Я получил от местных людей сведения, бросавшие тень на репутацию как “Мисс Оль”, так и ее родных. Сведения эти вызывали предположения, что девушка и ее родные причастны к контрабандной торговле с Турцией, а то еще, может быть, и к худшему делу. Я об этом сказал Есенину. Он бывал у нее дома, и я ему посоветовал присмотреться внимательнее к ее родным. По-видимому, наблюдения его подтвердили мои опасения, и он стал к ней охладевать. Она это заметила и в разговоре со мной дала понять, что я, очевидно, повлиял в этом отношении на Есенина. Я не счел нужным особенно оправдываться. Как-то вскоре вечером я в ресторане увидел за столиком Есенина с “Мисс Оль”. Я хотел пройти мимо, но Есенин меня окликнул и пригласил к столу. Девушка поднялась и, с вызовом глядя на меня, произнесла:
— Если Лев Осипович сядет, я сейчас же ухожу.
Есенин, иронически улыбаясь прищуренным глазом, медленно протянул:
— Мисс Оль, я вас не задерживаю...
“Мисс Оль” ушла, и Есенин с ней порвал окончательно» (Восп., 2, 248).
Комментируемый фрагмент является ответом как на слова Вержбицкого в его письме от 18 дек. («...сейчас же садись и пиши мне <...> о твоей неожиданной любви...» — Письма, 261), так и на восторженные пассажи К. Соколова в его письме Есенину от 17 дек.:
«...как твои планы на будущее с Миs <так!> Oll. Если все это из глубины душевной и то, что так нам всем необходимо, то я мог лишь хотеть одного — счастья для твоей усталой и измученной души. <...> Хочу радости для тебя — хочу, чтобы ты успокоился. <...> Привет мой и лучшие пожелания Миs Oll, целую ей ручку и хочу, чтобы она тебя по-простому, глубоко, по-нашему, по-русски любила, передай ей это» (Письма, 260).
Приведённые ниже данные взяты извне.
PR #80, opened 2018-11-30
Replace code system url in the server UI - dmeerx-156

lpdecelles:


server/src/main/resources/node_interfaces/src/components/requestLog/HealthInfo.js
```diff
@@ -2,10 +2,8 @@ import React, {Component} from 'react';
 import './detail.css';
 import './request.css';
 
-const codeSystemConversion = {
-    "http://www.ama-assn.org/go/cpt":"CPT",
-    "https://bluebutton.cms.gov/resources/codesystem/hcpcs":"HCPCS"
-}
+let componentConstants = require('../ComponentConstants');
```
KeeyanGhoreshi: this works fine but could be streamlined as `import {codeSystemConversion} from './ComponentConstants'`.  Then, later in the code, you can do `codeSystemConversion[dataProps.codeSystem]` instead of `componentConstants.codeSystemConversion[dataProps.codeSystem]`

lpdecelles: Thanks Keeyan, I have made your suggestion and committed it. Larry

Вержбицкий откликнулся на разрыв поэта со своей новой знакомой такими словами:
«Я очень рад, что все это так случилось. Я с самого первого дня видел и чувствовал, что она не к твоему двору. Но было бы очень неделикатно с моей стороны, если бы я стал тебе что-нибудь советовать. Любовь — такая нежная штука» (Письма, 270).
«По выходе из Кремлевской больницы <в марте 1924 г.> <...> С. А. переехал на квартиру к Вардину, где он, разумеется, стеснялся пить по-прежнему и откуда Вардин со своей кавказской прямотой, как хозяин квартиры, легко выставлял всех литературных собутыльников Е. и прощелыг. <...> Во время пребывания у Вардина было написано стихотворение “Письмо матери”, явившееся началом цикла трезвых, здоровых стихов. Здесь вообще была здоровая атмосфера» (Материалы, с. 70, 71).
«Ванька — самый близкий нам, потому что мы через него, как с помощью радио, страшно быстро сообщаемся с тобой и шлем тебе молниеносное “КУ-КУ”!» (Письма, 262).